The fintech industry is rising rapidly and fintech firms have raised more than $25 billion in global investment in the first half of 2020, considering the immense uncertainty created by COVID-19. It is important to note that the success of these businesses is dependent on the ability to use data effectively to provide their customers with a personalized experience as fintech and their consumer base grow.
They must ensure that they have the capacity to scale up their operations and data storage as quickly and cost-effectively as possible, particularly in these difficult times to ensure that these businesses do not become victims of their own success.
And what do fintech businesses have to do if they are to promote this development without bursting at the seams?
Big fish in a small pond
Fintech companies are rising rapidly, and even the current confusion surrounding the pandemic has not slowed their rate of growth for many. However, having begun tiny, at the beginning of their journey, with only access to restricted tools, many fintech companies can not keep up with their own rapid growth. They face a real risk of being a huge fish in a small pond when it comes to data infrastructure.
Fintech companies need the necessary playground space to innovate to achieve widespread innovation and to sustain their advantage over conventional financial institutions.
As the pandemic began to take hold and its consequent disturbances, most corporations were not prepared for the types of threats they would have to face.
Risky business?
While the suggestion of investing in data infrastructure may sound counterintuitive at the moment, flexibility and the ability to scale would be a lifeline for fintech companies going forward.
Fintech firms, like other sectors, find it hard to commit to long-term growth plans as the confusion around the pandemic persists. Despite their continued growth, during an unstable economic climate, fintech companies continue to be cautious in investing in expanding their operations, especially when they are doing well enough.
Fintech firms exhibited slower rates of digitalization adoption and advanced IT infrastructures than other sectors right before the pandemic. The future is clearly digital, and for fintech to succeed successfully in today’s competitive market, they need to be proactive and invest in data value and digital transformation.
Limitless scalability
Their IT infrastructure, especially their data storage and connectivity, is one area in which fintech companies need to be proactive to enable them to act faster than large, existing competitors.
These businesses would have to constantly scale up their operations to manage increased demand because of the continuous growth of fintech companies, with no indication of slowing down.
This will usually have very high costs since their IT infrastructure and solutions would have to be updated constantly.

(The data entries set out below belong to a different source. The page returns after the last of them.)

PR #85, opened 2023-03-04
Add moments, skewness, and kurtosis

msluszniak:


lib/scholar/stats.ex
```diff
@@ -0,0 +1,196 @@
...
+  @doc """
+  Calculate the nth moment about the mean for a sample.
+
+  ## Options
+
+  #{NimbleOptions.docs(@moment_schema)}
+
+  ## Return Values
+
+    The appropriate moment along the given axis or whole tensor.
```
josevalim, line 77:
```suggestion
  The appropriate moment along the given axis or whole tensor.
```

lib/scholar/stats.ex
```diff
@@ -0,0 +1,196 @@
...
+            "If :fisher then Fisher's definition is used, if :pearson then Pearson's definition is used."
+        ]
+      ]
+
+  @moment_schema NimbleOptions.new!(moment_schema)
+  @skew_schema NimbleOptions.new!(skew_schema)
+  @kurtosis_schema NimbleOptions.new!(kurtosis_schema)
+
+  @doc """
+  Calculate the nth moment about the mean for a sample.
```
josevalim, line 69: Use third person singular voice and we typically describe the return value at the top, instead of a separate section. Please replicate the changes in other functions! :)

```suggestion
  Calculates the nth moment about the mean for a sample.
  
  It returns the appropriate moment along the given axis or whole tensor.
```

test/scholar/stats_test.exs
```diff
@@ -0,0 +1,5 @@
+defmodule Scholar.StatsTest do
+  use ExUnit.Case, async: true
+
+  doctest Scholar.Stats
```
josevalim, line 4: Can you please add tests to this module for the options and so on?

lib/scholar/stats.ex
```diff
@@ -0,0 +1,184 @@
...
+    num_samples = if opts[:axis] == nil, do: Nx.size(tensor), else: Nx.axis_size(tensor, 0)
+    moment_n(tensor, num_samples, opts)
+  end
+
+  defnp moment_n(tensor, num_samples, opts) do
+    mean = Nx.mean(tensor, axes: opts[:axis], keep_axes: opts[:keep_axis])
+
+    Nx.sum((tensor - mean) ** opts[:moment], axes: opts[:axis], keep_axes: opts[:keep_axis]) /
+      num_samples
+  end
```
josevalim, line 102: If moment is reuqired, maybe it should be a value instead of an option? Also, could we support `axes` and `keep_axes` instead? Something like this:

```suggestion
  deftransform moment(tensor, moment, opts \\ []) do
    opts = NimbleOptions.validate!(opts, @moment_schema)
    num_samples = Enum.sum(Enum.map(opts[:axes] || Nx.axes(tensor), &Nx.axis_size(tensor, &1)))
    moment_n(tensor, moment, num_samples, opts)
  end

  defnp moment_n(tensor, moment, num_samples, opts) do
    mean = Nx.mean(tensor, opts)
    Nx.sum((tensor - mean) ** moment, opts) / num_samples
  end
```

lib/scholar/stats.ex
```diff
@@ -0,0 +1,184 @@
...
+    kurtosis_n(tensor, NimbleOptions.validate!(opts, @kurtosis_schema))
+  end
+
+  defnp kurtosis_n(tensor, opts) do
+    m2 = moment(tensor, moment: 2, axis: opts[:axis], keep_axis: opts[:keep_axis])
+    m4 = moment(tensor, moment: 4, axis: opts[:axis], keep_axis: opts[:keep_axis])
+    {_, num_bits} = Nx.type(tensor)
+
+    m2_mask =
+      Nx.select(m2 == 0, Nx.Constants.nan(if num_bits < 64, do: {:f, 32}, else: {:f, 64}), m2)
```
josevalim, line 164:
```suggestion
      Nx.select(m2 == 0, Nx.Constants.nan(Nx.Type.to_floating(Nx.type(tensor)), m2)
```

lib/scholar/stats.ex
```diff
@@ -0,0 +1,184 @@
...
+
+    vals = m4 / m2_mask ** 2
+    num_samples = Nx.axis_size(tensor, 0)
```
josevalim, line 167: Is `num_samples` always on axis 0? Even with axis option?

msluszniak: No, that's a mistake.

lib/scholar/stats.ex
msluszniak: Yeah, the number of moments as a value is a better idea. We can also add multiple axes, but then we will calculates moments of moments of moments and so on. I will add information about it in doc and it seems good to me.

lib/scholar/stats.ex
```diff
@@ -0,0 +1,174 @@
...
+        f32[3]
+        [0.9794093370437622, -0.8164965510368347, 0.9220733642578125]
+      >
+  """
+
+  deftransform skew(tensor, opts \\ []) do
+    opts = NimbleOptions.validate!(opts, @skew_schema)
+
+    num_samples =
+      Enum.product(Enum.map(opts[:axes] || Nx.axes(tensor), &Nx.axis_size(tensor, &1)))
```
josevalim, line 109: Let's refactor this into a private function called `num_samples(tensor, opts)` and reuse it in the three definitions?

josevalim:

Data is a key factor for Fintechs when it comes to versatility. Businesses store masses of data in today’s world, and the volume of data is increasing exponentially.
This makes it a juggling act to store the data, and the expenses continue to rise with it. This constant rise in data can easily turn into a problem in times of economic instability, such as the one we are experiencing now. Fintechs should also ensure that scalability is at the root of all they do.
However, the main factor when it comes to scalability is not just development or the ability to scale up. Scaling down, when needed, is a critical yet often overlooked opportunity in scalability.
For both their data and power needs, hyper-scale data centers provide enterprises with a one-stop-shop.
These centers, which are designed in a campus-style design, allow businesses to easily construct additional data centers in the same area or downsize if necessary.
The answer is hyperscale
Hyperscale allows the scalability of data and storage rapidly in a world of ever-fluctuating demand. This poses many advantages.
The sheer size of these facilities facilitates cloud deployment on a wide scale, which is more streamlined, scalable, and cost-effective than ever before.
This will allow Fintechs to control their data better and reduce costs as much as possible.
Companies can function as an elastic band with this level of scalability, expanding or retracting as necessary and at a moment’s notice. For instance, imagine Christmas this year.
The online behavior of people would be much higher than in previous years with the uncertainty of the pandemic and continuously changing restrictions.
Fintechs would need to scale up their activities to meet the high demand for online services. Meanwhile, it may be helpful to scale back and minimize costs before demand increases again as demand goes down in January.
As the economy looks to rebound from the pandemic, Hyperscale would also assist fintech companies in future-proofing their operations, which has become a crucial concern.
Businesses will still have the capacity to lean or extend by providing the amount of versatility that hyper-scale offers. Without extra costs, being able to adapt rapidly within the hyperscale world allows Fintechs more agile and versatile to disruption.
Although reducing costs in today’s business climate will continue to be a priority, fintech companies must look beyond this and concentrate on innovation and technology.
The problems that the pandemic revealed still existed and had to be solved by corporations. They must also take the current situation as an opportunity to rethink their business models and develop them.
In this new age, versatility, scalability, and cost-efficiency must be top priorities. This trinity of performance can be given by Hyperscale.